> **Description of the task**:
Only one stretch of the data below is wanted: the lines starting at the one with "Also, could you" and ending at the one with "marmistrz: Oh, I", both included, given again exactly.

> **Given information**:
--------------------------------------------------

PR #692, opened 2017-07-20
Rename the public ptrace_* functions.

marmistrz:
Unlike in C, we have namespacing in Rust. Renaming the functions allows us to avoid a `use nix::sys::ptrace::*` in favor of `use nix::sys::ptrace` and then calling, for example, `ptrace::traceme()`

I'm wondering if we should rename the private functions too...


Susurrus:
If you think the private functions could have better names, I'm all for it. You'll also need to re-name the tests (if you run `cargo test` before pushing you'll generally save yourself some time with this PRs).

Also, could you add this usage to the module documentation at the top? It'd be nice if we explicitly told people that's how they should do this versus just letting them figure it out. In theory they should know cause it's how a lot of Rust works, but it might be worth mentioning. What do you think? Too basic?

marmistrz:
I think I'll add the documentation in #666

test/sys/test_ptrace.rs
```diff
@@ -1,6 +1,7 @@
 use nix::Error;
 use nix::errno::*;
 use nix::unistd::*;
+use nix::sys::ptrace;
 use nix::sys::ptrace::*;
```
Susurrus: This change doesn't seem so useful if you still need to glob import a ton of things. Can we get rid of those here or does that make things really cluttered?

marmistrz:
I can't find a better name for the private functions and I'd leave them as they are. A function called `other` looks weird.

test/sys/test_ptrace.rs
```diff
@@ -2,22 +2,22 @@ use nix::Error;
...
     // FIXME: qemu-user doesn't implement ptrace on all arches, so permit ENOSYS
-    let err = ptrace(PTRACE_ATTACH, getpid(), ptr::null_mut(), ptr::null_mut()).unwrap_err();
+    let err = ptrace::ptrace(PTRACE_ATTACH, getpid(), ptr::null_mut(), ptr::null_mut()).unwrap_err();
     assert!(err == Error::Sys(Errno::EPERM) || err == Error::Sys(Errno::ENOSYS));
 }
 
 // Just make sure ptrace_setoptions can be called at all, for now.
 #[test]
 fn test_ptrace_setoptions() {
+    use nix::sys::ptrace::ptrace::*; // for PTRACE_O_TRACESYSGOOD
```
Susurrus: Why aren't you just importing the single constant here then? No need to bulk import. Same for `PTRACE_ATTACH` above.

Man, we really need to get `PtraceRequest`, `PtraceEvent`, and `PtraceOptions` into their own enums/bitflags. Having a `ptrace` module within a `ptrace` module is just horrible ergonomics.

marmistrz: Oh, I probably was too tired back then ;) I'll fix that tomorrow.

marmistrz: And I totally agree about the enums

marmistrz:
Anything else needed to merge this?

Susurrus:
Yes, this needs a CHANGELOG entry (you should wait for #706 to land and rebase on that).

marmistrz:
Is it expected that rebasing on current master generated a big list of commits mentioned in the PR? (see the whole list after your comment)

test/sys/test_wait.rs
```diff
@@ -51,7 +51,8 @@ mod ptrace {
     use libc::_exit;
 
     fn ptrace_child() -> ! {
-        let _ = ptrace(PTRACE_TRACEME, Pid::from_raw(0), ptr::null_mut(), ptr::null_mut());
+        // TODO ptrace::traceme will be added in #666
```
Susurrus: There's no need for these comments.

test/sys/test_wait.rs
```diff
@@ -62,16 +63,18 @@ mod ptrace {
...
+        assert!(ptrace::setoptions(child, PTRACE_O_TRACESYSGOOD | PTRACE_O_TRACEEXIT).is_ok());
 
         // First, stop on the next system call, which will be exit()
-        assert!(ptrace(PTRACE_SYSCALL, child, ptr::null_mut(), ptr::null_mut()).is_ok());
+        // TODO ptrace::syscall will be added in #666
+        assert!(ptrace::ptrace(PTRACE_SYSCALL, child, ptr::null_mut(), ptr::null_mut()).is_ok());
         assert_eq!(waitpid(child, None), Ok(WaitStatus::PtraceSyscall(child)));
         // Then get the ptrace event for the process exiting
-        assert!(ptrace(PTRACE_CONT, child, ptr::null_mut(), ptr::null_mut()).is_ok());
+        // TODO ptrace::cont will be added in #666
```
Susurrus: Same here.

test/sys/test_wait.rs
```diff
@@ -62,16 +63,18 @@ mod ptrace {
         // Wait for the raised SIGTRAP
         assert_eq!(waitpid(child, None), Ok(WaitStatus::Stopped(child, SIGTRAP)));
         // We want to test a syscall stop and a PTRACE_EVENT stop
-        assert!(ptrace_setoptions(child, PTRACE_O_TRACESYSGOOD | PTRACE_O_TRACEEXIT).is_ok());
+        assert!(ptrace::setoptions(child, PTRACE_O_TRACESYSGOOD | PTRACE_O_TRACEEXIT).is_ok());
 
         // First, stop on the next system call, which will be exit()
-        assert!(ptrace(PTRACE_SYSCALL, child, ptr::null_mut(), ptr::null_mut()).is_ok());
+        // TODO ptrace::syscall will be added in #666
```
Susurrus: And here.

src/sys/ptrace.rs
```diff
@@ -108,7 +108,7 @@ fn ptrace_other(request: ptrace::PtraceRequest, pid: Pid, addr: *mut c_void, dat
 }
 
 /// Set options, as with `ptrace(PTRACE_SETOPTIONS,...)`.
-pub fn ptrace_setoptions(pid: Pid, options: ptrace::PtraceOptions) -> Result<()> {
+pub fn setoptions(pid: Pid, options: ptrace::PtraceOptions) -> Result<()> {
```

--------------------------------------------------

> **Output for this exercise**:
Also, could you add this usage to the module documentation at the top? It'd be nice if we explicitly told people that's how they should do this versus just letting them figure it out. In theory they should know cause it's how a lot of Rust works, but it might be worth mentioning. What do you think? Too basic?

marmistrz:
I think I'll add the documentation in #666

test/sys/test_ptrace.rs
```diff
@@ -1,6 +1,7 @@
 use nix::Error;
 use nix::errno::*;
 use nix::unistd::*;
+use nix::sys::ptrace;
 use nix::sys::ptrace::*;
```
Susurrus: This change doesn't seem so useful if you still need to glob import a ton of things. Can we get rid of those here or does that make things really cluttered?

marmistrz:
I can't find a better name for the private functions and I'd leave them as they are. A function called `other` looks weird.

test/sys/test_ptrace.rs
```diff
@@ -2,22 +2,22 @@ use nix::Error;
...
     // FIXME: qemu-user doesn't implement ptrace on all arches, so permit ENOSYS
-    let err = ptrace(PTRACE_ATTACH, getpid(), ptr::null_mut(), ptr::null_mut()).unwrap_err();
+    let err = ptrace::ptrace(PTRACE_ATTACH, getpid(), ptr::null_mut(), ptr::null_mut()).unwrap_err();
     assert!(err == Error::Sys(Errno::EPERM) || err == Error::Sys(Errno::ENOSYS));
 }
 
 // Just make sure ptrace_setoptions can be called at all, for now.
 #[test]
 fn test_ptrace_setoptions() {
+    use nix::sys::ptrace::ptrace::*; // for PTRACE_O_TRACESYSGOOD
```
Susurrus: Why aren't you just importing the single constant here then? No need to bulk import. Same for `PTRACE_ATTACH` above.

Man, we really need to get `PtraceRequest`, `PtraceEvent`, and `PtraceOptions` into their own enums/bitflags. Having a `ptrace` module within a `ptrace` module is just horrible ergonomics.

marmistrz: Oh, I probably was too tired back then ;) I'll fix that tomorrow.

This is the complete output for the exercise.